Dataset entries:
^^^^

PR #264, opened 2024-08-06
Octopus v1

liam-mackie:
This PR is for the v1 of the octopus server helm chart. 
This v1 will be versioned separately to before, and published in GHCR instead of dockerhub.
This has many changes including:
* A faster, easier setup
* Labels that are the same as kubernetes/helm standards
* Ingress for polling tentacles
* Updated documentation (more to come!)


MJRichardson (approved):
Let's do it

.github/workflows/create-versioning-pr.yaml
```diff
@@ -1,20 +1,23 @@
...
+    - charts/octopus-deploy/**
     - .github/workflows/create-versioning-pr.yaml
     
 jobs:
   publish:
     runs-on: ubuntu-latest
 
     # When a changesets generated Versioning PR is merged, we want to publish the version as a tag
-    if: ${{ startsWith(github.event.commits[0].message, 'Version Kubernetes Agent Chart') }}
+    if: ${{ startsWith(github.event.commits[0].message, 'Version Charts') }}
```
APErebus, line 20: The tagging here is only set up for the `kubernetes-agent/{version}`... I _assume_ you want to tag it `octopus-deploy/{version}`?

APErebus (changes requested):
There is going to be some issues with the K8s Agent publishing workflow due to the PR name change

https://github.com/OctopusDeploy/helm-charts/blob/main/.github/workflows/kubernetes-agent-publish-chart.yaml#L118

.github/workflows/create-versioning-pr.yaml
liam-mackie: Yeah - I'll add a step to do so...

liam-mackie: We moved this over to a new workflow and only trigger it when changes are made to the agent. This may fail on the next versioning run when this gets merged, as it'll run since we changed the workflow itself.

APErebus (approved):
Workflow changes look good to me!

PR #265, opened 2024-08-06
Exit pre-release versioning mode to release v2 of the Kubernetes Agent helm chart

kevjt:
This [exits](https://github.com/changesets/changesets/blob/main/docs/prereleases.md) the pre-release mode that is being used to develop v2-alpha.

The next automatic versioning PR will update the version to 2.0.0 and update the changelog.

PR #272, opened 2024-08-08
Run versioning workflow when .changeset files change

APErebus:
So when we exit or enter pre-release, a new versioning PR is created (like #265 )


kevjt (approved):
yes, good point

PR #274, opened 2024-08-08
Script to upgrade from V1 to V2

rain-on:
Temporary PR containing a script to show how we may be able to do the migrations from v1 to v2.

^^^^

EXERCISE DESCRIPTION. Scan the records for lines with the string "release". Give the number of such lines and nothing else.

ANSWER FOR THIS EXERCISE. 3